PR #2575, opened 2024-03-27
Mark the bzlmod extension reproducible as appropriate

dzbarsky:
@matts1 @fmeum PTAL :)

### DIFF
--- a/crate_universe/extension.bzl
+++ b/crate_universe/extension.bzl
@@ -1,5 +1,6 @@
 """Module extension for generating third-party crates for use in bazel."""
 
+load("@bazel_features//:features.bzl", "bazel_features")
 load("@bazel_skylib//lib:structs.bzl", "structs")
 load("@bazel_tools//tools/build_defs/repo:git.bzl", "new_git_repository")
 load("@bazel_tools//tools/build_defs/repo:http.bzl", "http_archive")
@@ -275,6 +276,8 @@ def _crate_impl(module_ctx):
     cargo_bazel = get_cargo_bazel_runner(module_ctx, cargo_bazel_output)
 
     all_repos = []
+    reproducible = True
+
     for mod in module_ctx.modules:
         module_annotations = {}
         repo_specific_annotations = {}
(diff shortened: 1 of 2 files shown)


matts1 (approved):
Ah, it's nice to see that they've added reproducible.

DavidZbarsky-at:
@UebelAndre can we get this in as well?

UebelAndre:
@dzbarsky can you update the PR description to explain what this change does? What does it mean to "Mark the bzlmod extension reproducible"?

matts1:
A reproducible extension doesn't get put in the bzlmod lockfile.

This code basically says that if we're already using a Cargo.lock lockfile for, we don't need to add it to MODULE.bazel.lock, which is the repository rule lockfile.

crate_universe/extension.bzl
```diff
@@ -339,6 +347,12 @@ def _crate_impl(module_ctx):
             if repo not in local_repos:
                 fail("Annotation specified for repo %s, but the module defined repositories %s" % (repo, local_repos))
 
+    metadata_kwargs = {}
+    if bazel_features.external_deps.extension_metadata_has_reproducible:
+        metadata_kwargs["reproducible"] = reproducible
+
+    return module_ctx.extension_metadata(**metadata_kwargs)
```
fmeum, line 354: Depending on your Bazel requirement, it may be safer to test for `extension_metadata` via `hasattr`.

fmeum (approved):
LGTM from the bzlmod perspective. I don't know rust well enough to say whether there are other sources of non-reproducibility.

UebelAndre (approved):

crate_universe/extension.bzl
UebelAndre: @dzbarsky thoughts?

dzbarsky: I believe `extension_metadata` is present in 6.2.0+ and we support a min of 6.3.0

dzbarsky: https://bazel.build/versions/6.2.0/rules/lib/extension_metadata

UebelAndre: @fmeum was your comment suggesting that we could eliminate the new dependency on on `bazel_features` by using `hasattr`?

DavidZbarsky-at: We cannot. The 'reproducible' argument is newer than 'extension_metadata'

...

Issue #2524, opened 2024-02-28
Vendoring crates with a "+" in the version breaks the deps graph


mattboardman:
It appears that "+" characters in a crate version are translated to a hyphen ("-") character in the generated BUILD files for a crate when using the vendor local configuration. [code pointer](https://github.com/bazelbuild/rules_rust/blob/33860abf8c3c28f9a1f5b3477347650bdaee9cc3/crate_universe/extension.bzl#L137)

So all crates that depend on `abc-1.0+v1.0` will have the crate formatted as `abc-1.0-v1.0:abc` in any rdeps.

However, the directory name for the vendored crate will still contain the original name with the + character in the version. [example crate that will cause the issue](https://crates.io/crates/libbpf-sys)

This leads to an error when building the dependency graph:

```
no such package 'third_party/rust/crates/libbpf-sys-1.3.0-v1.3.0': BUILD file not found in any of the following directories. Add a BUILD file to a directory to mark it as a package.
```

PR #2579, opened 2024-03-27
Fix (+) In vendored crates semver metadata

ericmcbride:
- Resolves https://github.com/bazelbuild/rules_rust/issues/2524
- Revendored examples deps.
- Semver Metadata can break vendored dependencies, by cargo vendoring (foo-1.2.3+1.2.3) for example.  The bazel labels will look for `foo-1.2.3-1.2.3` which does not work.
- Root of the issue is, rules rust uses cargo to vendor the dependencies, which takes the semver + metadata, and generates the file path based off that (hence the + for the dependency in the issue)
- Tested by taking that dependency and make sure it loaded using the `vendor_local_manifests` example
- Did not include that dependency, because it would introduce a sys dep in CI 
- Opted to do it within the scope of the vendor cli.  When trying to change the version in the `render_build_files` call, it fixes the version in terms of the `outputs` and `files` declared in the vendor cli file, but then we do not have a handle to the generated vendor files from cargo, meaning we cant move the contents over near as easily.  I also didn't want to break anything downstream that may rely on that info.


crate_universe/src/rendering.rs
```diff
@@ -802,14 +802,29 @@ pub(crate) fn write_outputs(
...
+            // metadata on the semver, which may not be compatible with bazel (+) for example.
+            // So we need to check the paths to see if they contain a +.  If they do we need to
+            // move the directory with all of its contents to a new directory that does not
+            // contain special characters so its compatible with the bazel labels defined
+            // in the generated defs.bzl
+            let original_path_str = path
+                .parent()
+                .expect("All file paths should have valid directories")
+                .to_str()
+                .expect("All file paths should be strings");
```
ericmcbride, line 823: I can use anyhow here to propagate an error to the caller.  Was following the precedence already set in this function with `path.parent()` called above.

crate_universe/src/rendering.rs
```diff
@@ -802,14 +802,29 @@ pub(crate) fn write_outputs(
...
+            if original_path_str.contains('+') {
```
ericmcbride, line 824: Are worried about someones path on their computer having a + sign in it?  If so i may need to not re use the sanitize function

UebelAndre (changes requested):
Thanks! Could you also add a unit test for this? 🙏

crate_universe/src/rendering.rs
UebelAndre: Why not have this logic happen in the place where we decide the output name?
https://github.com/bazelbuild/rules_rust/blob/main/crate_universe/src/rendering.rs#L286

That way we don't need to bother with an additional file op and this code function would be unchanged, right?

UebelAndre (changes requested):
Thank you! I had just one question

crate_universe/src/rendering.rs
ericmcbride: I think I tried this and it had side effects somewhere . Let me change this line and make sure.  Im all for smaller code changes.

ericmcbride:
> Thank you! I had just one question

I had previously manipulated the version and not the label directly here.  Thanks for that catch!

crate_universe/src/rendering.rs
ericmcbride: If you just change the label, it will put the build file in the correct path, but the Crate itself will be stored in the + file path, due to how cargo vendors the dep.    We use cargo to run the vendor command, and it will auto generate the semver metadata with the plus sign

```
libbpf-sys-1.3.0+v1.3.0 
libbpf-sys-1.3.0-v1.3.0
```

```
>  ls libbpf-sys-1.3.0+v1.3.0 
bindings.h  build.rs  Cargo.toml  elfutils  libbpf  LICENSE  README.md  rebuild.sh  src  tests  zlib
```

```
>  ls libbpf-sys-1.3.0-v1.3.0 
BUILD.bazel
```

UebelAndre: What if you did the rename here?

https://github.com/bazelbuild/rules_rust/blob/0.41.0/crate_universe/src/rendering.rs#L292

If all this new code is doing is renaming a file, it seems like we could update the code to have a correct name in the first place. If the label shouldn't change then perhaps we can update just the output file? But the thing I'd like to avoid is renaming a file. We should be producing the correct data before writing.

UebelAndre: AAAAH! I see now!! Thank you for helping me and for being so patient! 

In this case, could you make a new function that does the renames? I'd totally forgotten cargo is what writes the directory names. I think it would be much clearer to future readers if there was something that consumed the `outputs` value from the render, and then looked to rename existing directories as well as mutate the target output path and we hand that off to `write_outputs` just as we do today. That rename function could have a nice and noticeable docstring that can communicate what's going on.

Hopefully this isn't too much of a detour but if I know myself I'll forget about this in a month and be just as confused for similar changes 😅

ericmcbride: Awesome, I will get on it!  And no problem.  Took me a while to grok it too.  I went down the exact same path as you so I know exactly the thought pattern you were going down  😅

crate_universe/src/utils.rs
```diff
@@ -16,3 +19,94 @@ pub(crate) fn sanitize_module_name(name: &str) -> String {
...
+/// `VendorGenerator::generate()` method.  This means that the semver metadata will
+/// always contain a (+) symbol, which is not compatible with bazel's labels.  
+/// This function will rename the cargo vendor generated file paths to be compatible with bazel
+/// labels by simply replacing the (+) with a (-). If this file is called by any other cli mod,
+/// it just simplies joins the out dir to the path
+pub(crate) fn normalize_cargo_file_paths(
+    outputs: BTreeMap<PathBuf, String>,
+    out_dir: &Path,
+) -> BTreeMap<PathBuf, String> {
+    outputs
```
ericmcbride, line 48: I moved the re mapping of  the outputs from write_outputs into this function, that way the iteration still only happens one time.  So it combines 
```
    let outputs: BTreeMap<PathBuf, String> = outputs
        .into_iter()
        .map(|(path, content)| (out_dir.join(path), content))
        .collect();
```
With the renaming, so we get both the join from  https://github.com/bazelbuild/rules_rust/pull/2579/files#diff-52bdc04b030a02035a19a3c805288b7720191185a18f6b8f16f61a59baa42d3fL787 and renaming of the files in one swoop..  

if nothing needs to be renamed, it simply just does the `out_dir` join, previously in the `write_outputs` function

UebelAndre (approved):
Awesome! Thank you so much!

---

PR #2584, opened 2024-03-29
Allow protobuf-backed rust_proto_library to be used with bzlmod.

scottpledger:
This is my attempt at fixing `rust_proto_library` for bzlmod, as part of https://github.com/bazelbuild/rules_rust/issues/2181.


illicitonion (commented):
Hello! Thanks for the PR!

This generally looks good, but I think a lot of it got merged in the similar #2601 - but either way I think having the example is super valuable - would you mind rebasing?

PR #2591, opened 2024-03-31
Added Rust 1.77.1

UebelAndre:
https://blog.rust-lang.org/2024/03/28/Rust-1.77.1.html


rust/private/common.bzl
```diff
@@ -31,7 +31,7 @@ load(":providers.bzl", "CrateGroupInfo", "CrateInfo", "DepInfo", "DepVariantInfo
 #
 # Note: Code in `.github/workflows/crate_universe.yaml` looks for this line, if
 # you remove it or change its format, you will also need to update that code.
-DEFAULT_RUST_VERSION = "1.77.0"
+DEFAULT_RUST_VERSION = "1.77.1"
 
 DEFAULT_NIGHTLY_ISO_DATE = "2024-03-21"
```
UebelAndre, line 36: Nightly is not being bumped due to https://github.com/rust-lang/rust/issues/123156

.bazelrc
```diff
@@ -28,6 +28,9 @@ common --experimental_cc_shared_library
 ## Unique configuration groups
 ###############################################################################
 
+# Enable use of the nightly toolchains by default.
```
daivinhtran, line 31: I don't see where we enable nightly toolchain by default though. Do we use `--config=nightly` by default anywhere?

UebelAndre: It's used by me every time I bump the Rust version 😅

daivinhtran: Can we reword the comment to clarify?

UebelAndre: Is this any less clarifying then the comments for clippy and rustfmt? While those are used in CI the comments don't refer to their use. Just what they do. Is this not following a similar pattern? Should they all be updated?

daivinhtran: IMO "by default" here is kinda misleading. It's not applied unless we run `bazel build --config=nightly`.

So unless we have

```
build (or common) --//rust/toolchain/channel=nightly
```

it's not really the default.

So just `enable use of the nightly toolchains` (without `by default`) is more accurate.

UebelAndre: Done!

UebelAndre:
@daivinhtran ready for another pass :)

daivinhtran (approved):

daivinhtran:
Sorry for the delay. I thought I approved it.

## EXERCISE DIRECTIONS
Would you return all lines from the preceding listing that contain the word "know"?

## PROBLEM SOLUTION
LGTM from the bzlmod perspective. I don't know rust well enough to say whether there are other sources of non-reproducibility.
Hopefully this isn't too much of a detour but if I know myself I'll forget about this in a month and be just as confused for similar changes 😅
ericmcbride: Awesome, I will get on it!  And no problem.  Took me a while to grok it too.  I went down the exact same path as you so I know exactly the thought pattern you were going down  😅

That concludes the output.